News Release

New book by University of Minnesota historian exposes Turkey's responsibility in Armenian genocide

Book Announcement

University of Minnesota

MINNEAPOLIS/ST. PAUL (11/13/2006) -- Taner Akçam, a University of Minnesota visiting professor of history, has written the definitive book proving the intent of the Ottoman Turks in carrying out the 1915 genocide against the Armenians. "A Shameful Act: The Armenian Genocide and the Question of Turkish Responsibility" makes unique, groundbreaking use of Turkish, European, and American records to finally tell the full story of how and why the Ottoman–Turkish Government attempted to exterminate their Armenian citizens.

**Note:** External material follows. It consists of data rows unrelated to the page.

PR #3582, opened 2023-08-29
Remove `ReadableStreamByobReader::read_with_u8_array()`

daxpedda:
See #3579.

This is technically a breaking change, but seeing as this would always fail it seems fine to me. We could always deprecate it instead.
@Liamolucko WDYT?


Liamolucko (commented):
Yeah, I'm fine with removing it.

Implementation-wise, I think `[RustNotWasmMemory]` should probably apply to `BufferSource` as well, although it doesn't actually matter right now since it's only used on one API.

PR #3593, opened 2023-09-04
Add attribute `crate` to proc-macro `wasm-bindgen-test`

### LINKED ISSUE #3588: Support `crate` attribute in proc-macro `wasm_bindgen_test`
### Motivation

We have multiple crates that we would like to test using `wasm-bindgen-test`.

For the ease-of-use on our side we create a proc-macro that wrap multiple other proc-macro (`rstest`, `tokio::test`, custom testbed) for testing.

To use that proc-macro the developer would have to import (add as a dependency) a single crate that provide the proc-macro + re-export `rstest`, `tokio::test` and testbed.

But to support `wasm-bindgen-test` we're required to alongside the test crate to also import `wasm-bindgen-test` and we would like to have it re-exported in the test crate instead.

Currently `wasm-bindgen-test` proc macro use a fixed path to the crate `wasm_bindgen_test` (cf the generated function by the proc-macro `wasm_bindgen_test`

```rust
#[no_mangle]
pub extern "C" fn __wbgt_case_1_invalid_type_deserialization_2(
    cx: &::wasm_bindgen_test::__rt::Context,
) {
    let test_name = "misc::serde_invalid_type_deserialization::case_1_invalid_type_deserialization";
    cx.execute_sync(test_name, case_1_invalid_type_deserialization, None);
}
```

### Proposed Solution

A solution would be to do something like [`tokio::test`](https://docs.rs/tokio/1.32.0/tokio/attr.test.html) handle [renaming the crate](https://docs.rs/tokio/1.32.0/tokio/attr.test.html#rename-package) with the `crate` attribute provided to the proc-macro.

A clear and concise description of the feature you would like to add, and how it solves the motivating problem.

### Alternatives

An alternative would have to add `wasm-bindgen-test` to each of our crates that will be tested with it.
For the easy-of-use we would have preferred to import a single crate that re-expose those _utility_ crates.

### Additional Context

This feature will required to:

- Handle a new token here:
  
  https://github.com/rustwasm/wasm-bindgen/blob/86fd961bfec72587a7f5eec7d5dd3e4c1b57ee0d/crates/test-macro/src/lib.rs#L23-L31

- Tweak the generated function at 
  
  https://github.com/rustwasm/wasm-bindgen/blob/86fd961bfec72587a7f5eec7d5dd3e4c1b57ee0d/crates/test-macro/src/lib.rs#L99

FirelightFlagboy:
Also rework how the attributes of the proc-macro are parsed using `syn` (it was simpler to handle an attribute that has a value).

Closes #3588

### DIFF
--- a/CHANGELOG.md
+++ b/CHANGELOG.md
@@ -42,7 +42,8 @@
 * Add bindings for `CanvasTransform.setTransform(DOMMatrix2DInit)`.
   [#3580](https://github.com/rustwasm/wasm-bindgen/pull/3580)
 
-* Add attribute `crate` in the proc-macro `wasm_bindgen_test`.
+* Add a `crate` attribute to the `wasm_bindgen_test` proc-macro to specify a
+  non-default path to the `wasm-bindgen-test` crate.
   [#3593](https://github.com/rustwasm/wasm-bindgen/pull/3593)
 
 ### Changed
--- a/CHANGELOG.md
+++ b/CHANGELOG.md
@@ -42,6 +42,9 @@
 * Add bindings for `CanvasTransform.setTransform(DOMMatrix2DInit)`.
   [#3580](https://github.com/rustwasm/wasm-bindgen/pull/3580)
 
+* Add attribute `crate` in the proc-macro `wasm_bindgen_test`.
+  [#3593](https://github.com/rustwasm/wasm-bindgen/pull/3593)
+
 ### Changed
 
 * Updated the WebGPU WebIDL.
--- a/crates/test-macro/Cargo.toml
+++ b/crates/test-macro/Cargo.toml
@@ -14,6 +14,7 @@ proc-macro = true
 [dependencies]
 proc-macro2 = "1.0"
 quote = "1.0"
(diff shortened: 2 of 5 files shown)


daxpedda (commented):
I think the current failure is because `wasm-bindgen-test-macro` isn't defining the full feature set it requires from `syn`? But LGTM otherwise.

Gonna review it as soon as CI passes.

daxpedda (changes requested):
Apologies, could you also add an entry in the changelog?

LGTM otherwise.

CHANGELOG.md
```diff
@@ -42,6 +42,9 @@
 * Add bindings for `CanvasTransform.setTransform(DOMMatrix2DInit)`.
   [#3580](https://github.com/rustwasm/wasm-bindgen/pull/3580)
 
+* Add attribute `crate` in the proc-macro `wasm_bindgen_test`.
```
daxpedda, line 45:
```suggestion
* Add a `crate` attribute to the `wasm_bindgen_test` proc-macro to specify a
  non-default path to the `wasm-bindgen-test` crate.
```

daxpedda:
Thanks!

PR #3625, opened 2023-09-19
Unwrap argument types in macro

### LINKED ISSUE #3078: Macro expansion code, export function parameter is &T
I have a structure `TestStruct`,  When I take its reference as a parameter of an export function, it's OK, but once I put this export function in the macro, I will get the following error:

The first Turkish scholar to use the word "genocide" when describing the annihilation of the Armenians in 1915 and the first scholar of any nationality to uncover the significant evidence, Akçam follows the chain of events which led to the killings and reconstructs their systematic orchestration by government officials, civil servants, party hacks, state-run militias, and the army. Piecing together the story through meticulous research and an array of previously unseen documents, Akçam also investigates the postwar efforts to bring the perpetrators to justice and articulates why they failed.

"A Shameful Act" is released at a critical time, when Turkey's past is affecting their application to join the European Union, and France is considering a law making denial of the Armenian genocide a crime.

Taner Akçam is available for international interviews via Minneapolis, Minnesota, USA.

The book is available beginning Nov. 14 (Metropolitan Books).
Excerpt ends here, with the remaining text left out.